Input data section start

PR #100, opened 2022-10-31
Initialize mypy

EStorvik:
Have been fixing annotations and other small mistakes in src with the aim of introducing mypy to the workflow.

There are currently two problems left:

- src\daria\manager\concentrationanalysisbase.py:51: error: Argument 1 to "find_cleaning_filter" of "ConcentrationAnalysis" has incompatible type "Union[str, Path, List[str], List[Path]]"; expected "List[Image]"
- src\daria\analysis\translationanalysis.py:78: error: Missing positional argument "base" in call to "update_base" of "TranslationAnalysis"

Both are somehow mistakes. 

The first one feeds paths while the function expects initialized images. I am not sure how you want this to be. Should the images be initialized in base, or should the function accept paths and initialize itself?

The second one is a missing argument for updating the base image in translationanalysis. I was a bit unsure what your thoughts are here. Currently there is no base attribute in the object, and I am not sure if you want there to be. If not the "base" should probably be fed as an input to the update_params function.

### DIFF
--- a/.github/workflows/ci.yml
+++ b/.github/workflows/ci.yml
@@ -52,9 +52,9 @@ jobs:
       if: ${{ always() }}
       run: flake8 src
 
-#    - name: mypy
-#      if: ${{ always() }}
-#      run: mypy src
+    - name: mypy
+      if: ${{ always() }}
+      run: mypy src
 
     - name: isort
       if: ${{always()}}
--- a/.github/workflows/ci.yml
+++ b/.github/workflows/ci.yml
@@ -52,9 +52,9 @@ jobs:
       if: ${{ always() }}
       run: flake8 src
 
-    - name: mypy
-      if: ${{ always() }}
-      run: mypy src
+    # - name: mypy
+    #   if: ${{ always() }}
+    #   run: mypy src
 
     - name: isort
       if: ${{always()}}
--- a/mypy.ini
+++ b/mypy.ini
@@ -1,0 +1,47 @@
+[mypy]
+mypy_path = src/daria
+
+
+# It is not at all clear to me what to do with various libraries such as numpy etc.
+# For the moment, ignore some of them (seems to be done as below), and hope my understanding
+# improves in the future. 
+
+# Open CV
+[mypy-cv2]
+ignore_missing_imports = True
+
+# Skimage
+[mypy-skimage]
+ignore_missing_imports = True
+
+# sklearn
+[mypy-sklearn.linear_model]
+ignore_missing_imports = True
+
+
+# Matplotlib
+[mypy-matplotlib.pyplot]
+ignore_missing_imports = True
+[mypy-matplotlib.cm]
+ignore_missing_imports = True
+[mypy-matplotlib]
+ignore_missing_imports = True
+
+# Scipy
+[mypy-scipy]
+ignore_missing_imports = True
+[mypy-scipy.sparse]
+ignore_missing_imports = True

Input data section end

- [Brief]: Give back the complete material verbatim.

- [Task solution]:
PR #100, opened 2022-10-31
Initialize mypy

EStorvik:
Have been fixing annotations and other small mistakes in src with the aim of introducing mypy to the workflow.

There are currently two problems left:

- src\daria\manager\concentrationanalysisbase.py:51: error: Argument 1 to "find_cleaning_filter" of "ConcentrationAnalysis" has incompatible type "Union[str, Path, List[str], List[Path]]"; expected "List[Image]"
- src\daria\analysis\translationanalysis.py:78: error: Missing positional argument "base" in call to "update_base" of "TranslationAnalysis"

Both are somehow mistakes. 

The first one feeds paths while the function expects initialized images. I am not sure how you want this to be. Should the images be initialized in base, or should the function accept paths and initialize itself?

The second one is a missing argument for updating the base image in translationanalysis. I was a bit unsure what your thoughts are here. Currently there is no base attribute in the object, and I am not sure if you want there to be. If not the "base" should probably be fed as an input to the update_params function.

### DIFF
--- a/.github/workflows/ci.yml
+++ b/.github/workflows/ci.yml
@@ -52,9 +52,9 @@ jobs:
       if: ${{ always() }}
       run: flake8 src
 
-#    - name: mypy
-#      if: ${{ always() }}
-#      run: mypy src
+    - name: mypy
+      if: ${{ always() }}
+      run: mypy src
 
     - name: isort
       if: ${{always()}}
--- a/.github/workflows/ci.yml
+++ b/.github/workflows/ci.yml
@@ -52,9 +52,9 @@ jobs:
       if: ${{ always() }}
       run: flake8 src
 
-    - name: mypy
-      if: ${{ always() }}
-      run: mypy src
+    # - name: mypy
+    #   if: ${{ always() }}
+    #   run: mypy src
 
     - name: isort
       if: ${{always()}}
--- a/mypy.ini
+++ b/mypy.ini
@@ -1,0 +1,47 @@
+[mypy]
+mypy_path = src/daria
+
+
+# It is not at all clear to me what to do with various libraries such as numpy etc.
+# For the moment, ignore some of them (seems to be done as below), and hope my understanding
+# improves in the future. 
+
+# Open CV
+[mypy-cv2]
+ignore_missing_imports = True
+
+# Skimage
+[mypy-skimage]
+ignore_missing_imports = True
+
+# sklearn
+[mypy-sklearn.linear_model]
+ignore_missing_imports = True
+
+
+# Matplotlib
+[mypy-matplotlib.pyplot]
+ignore_missing_imports = True
+[mypy-matplotlib.cm]
+ignore_missing_imports = True
+[mypy-matplotlib]
+ignore_missing_imports = True
+
+# Scipy
+[mypy-scipy]
+ignore_missing_imports = True
+[mypy-scipy.sparse]
+ignore_missing_imports = True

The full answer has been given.